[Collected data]
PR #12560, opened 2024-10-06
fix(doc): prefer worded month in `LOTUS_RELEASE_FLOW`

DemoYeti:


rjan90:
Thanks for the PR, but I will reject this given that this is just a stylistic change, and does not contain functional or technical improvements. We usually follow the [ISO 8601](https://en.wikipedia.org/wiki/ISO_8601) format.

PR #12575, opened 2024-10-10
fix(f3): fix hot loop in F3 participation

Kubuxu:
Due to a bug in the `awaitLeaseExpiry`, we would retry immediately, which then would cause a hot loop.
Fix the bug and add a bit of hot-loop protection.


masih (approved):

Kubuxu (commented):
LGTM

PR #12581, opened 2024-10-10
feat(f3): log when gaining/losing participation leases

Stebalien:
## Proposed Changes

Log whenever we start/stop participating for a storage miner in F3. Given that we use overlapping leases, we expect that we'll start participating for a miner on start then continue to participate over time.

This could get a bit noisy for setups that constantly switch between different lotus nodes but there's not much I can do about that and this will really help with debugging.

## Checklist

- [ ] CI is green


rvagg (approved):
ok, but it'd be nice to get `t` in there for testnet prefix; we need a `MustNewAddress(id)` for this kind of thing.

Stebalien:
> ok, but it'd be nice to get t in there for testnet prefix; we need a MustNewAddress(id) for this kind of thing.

PROMPT —
Return every line of the entries above that the string "opened" appears in.

OUTPUT BELOW —
PR #12560, opened 2024-10-06
PR #12575, opened 2024-10-10
PR #12581, opened 2024-10-10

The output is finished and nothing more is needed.